Classes ‘data.table’ and 'data.frame': 49675 obs. of 5 variables: $ droga : chr "EXTRATO DE PROPOLIS+QUIMICA ALCOOL/ALDEIDEO ... $ dosagem_proc : chr "" "" "" "200MG" ... $ f_f_proc_tex_extensive: chr "SPRAY INFLAMACAO GARGANTA/TOSSE/SINUSITE ... $ forma_apresentacao : chr "FRASCO 50,00 ML" "FRASCO 50,00 ML" "LITRO" "UN" ... $ source : chr "catmat" "catmat" "catmat" "catmat" ... - attr(*, ".internal.selfref")=\<externalptr>

str(mapping_key_droga)

Classes ‘data.table’ and 'data.frame': 4692 obs. of 4 variables: $ key_droga: chr "ALCOOL ETILICO" "NIMESULIDA" "ANESTESICO ODONTOLOGICO" ... $ N : int 1 1 1 1 1 1 1 2 2 1 ... $ droga_std: chr "ALCOOL ETILICO" "NIMESULIDA" ... $ droga : chr "ALCOOL ETILICO" "NIMESULIDA" ... - attr(*, ".internal.selfref")=\<externalptr>

fabiocs8 commented 3 years ago

I noticed that the problem is solved when I append keepNA = F to the second instruction: CMED_mapped[, droga_num_char:= nchar(droga_std, keepNA = F) ]

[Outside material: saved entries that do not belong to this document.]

Issue #2430, opened 2021-12-17
Mismatched issue in Csharp "error out --> Missing bracket where it is not required"


DivyaSrivastava45:
**E.g my code :-** 
#region connection_f
My method 
{
implementation 
}

Error in o/p ==> mismatched input '#' expecting { 'as' , ''is ,'}'}
**Eg in my code** 
int a;

In Parse tree i got --> missed ' } ' after 'a' **grammar is expecting '}' where it is not required** .

Each time After **#**  **parse Tree shows mismatched input 
or missed Bracket**

Issue #1652, opened 2020-02-29
csharp lexer grammar bug


jimmy-the-eek:
The lexer grammar contains the production:

`SHARP:         '#'                                -> mode(DIRECTIVE_MODE);`

but the parser doesn't parse compiler directives, hence any input that contains a compiler directive will cause the parser to bail due to the unrecognized SHARP token.

Fortunately, there is a simple fix:

`SHARP:         '#'                                -> channel(DIRECTIVE),mode(DIRECTIVE_MODE);`

This will place the SHARP token on the DIRECTIVE channel where the rest of the directive details are already diverted. (An alternative would be to ignore the token instead, diverting to HIDDEN, etc.)

PR #2431, opened 2021-12-17
Fix for Issue 2430, 2329, 1652, 328 (csharp)

kaby76:
This is a fix for several issues with the "csharp" grammar.
* Issue 2430: This issue is about the lack of default macro processing in the grammar. In the "cpp" grammar, macros are "parsed" in so far as just placing them on the hidden channel. Ideally, one would run a preprocessor on the code. But, it seems reasonable to assume the same thing here for parsing C#: just ignore macros. The fix adds the lexer rule "Directive: '#' ~ [\n]* -> channel (HIDDEN);"
* Issue 2329: This issue is about the parser being able to accept "var a=1,b=2;" multiple declarations with var. This is illegal with the C# compiler, resulting in an error message. But, the complaint is that it's allowed here with the Antlr grammar. There are, of course, two ways to implement this: either in the grammar or as a semantic predicate. Since the [generated grammar from the Roslyn compiler](https://github.com/dotnet/roslyn/blob/main/src/Compilers/CSharp/Portable/Generated/CSharp.Generated.g4) itself does not introduce rules to distinguish the problem, I decided against a syntactic solution. The solution adds a semantic predicate for local_variable_declaration. After inserting the check, I found out that the examples/AllInOneNoPreprocessor.cs file contains the very multiple var declaration problem!
* The grammar was not in "target agnostic" structure, and actually had Antlr "members" and actions all in Java in the grammar. I moved all the code to base classes, updated the Java and Antlr4cs targets (we don't test Antlr4cs in the CI, but I checked it), and added the CSharp target.


kaby76:
Related, #1652. I should probably removed the SHARP rule altogether, then note that this PR fixes that issue.

csharp/Antlr4cs/CSharpLexerBase.cs
```diff
@@ -0,0 +1,106 @@
...
+        : base(input)
+    {
+    }
+
+    protected int interpolatedStringLevel;
+    protected Stack<bool> interpolatedVerbatiums = new Stack<bool>();
+    protected Stack<int> curlyLevels = new Stack<int>();
+    protected bool verbatium;
+
+    protected void Action1()
```
KvanTTT, line 20: I think it should be more meaningful names for actions. `ActionN` does not say what action really does. For instance, `IncrementInterpolatedStringLevel`.

kaby76: Yeah, I agree. I was just lazy. I'll do something like "On<Rule name>" instead.

kaby76:
@KvanTTT I found out after removing the lexer rule SHARP that doing so opened up a can of worms. The lexer grammar is shared between the normal parser grammar and the preprocessor grammar. This seems ok as that's what the ISO C++ Spec says to do over in C++. I will try to fix #2430 but may just back out rule "Directive" if it takes too long (next day or two). Switching to draft mode to put this on ice until I have a resolution to the problem.

kaby76:
This PR is replaced with this PR https://github.com/antlr/grammars-v4/pull/2444 so that the required dependency updated and the commits all squashed.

So I tried the following minimal reproducible example below, but it does not replicate the error:

data <- c("a", "ab", "abc")
dt <- data.table(data)
dt$data[2] <- NA
dt[, number_chars:=nchar(data) ]
str(dt)
jangorecki commented 3 years ago

Sorry but your report is lacking details for us to even see what could be wrong. Ideally we need copy-paste minimal reproducible example, and avoid loading packages that does not contribute to the problem. Please provide more details so there is something we can proceed with, then issue will be reopened.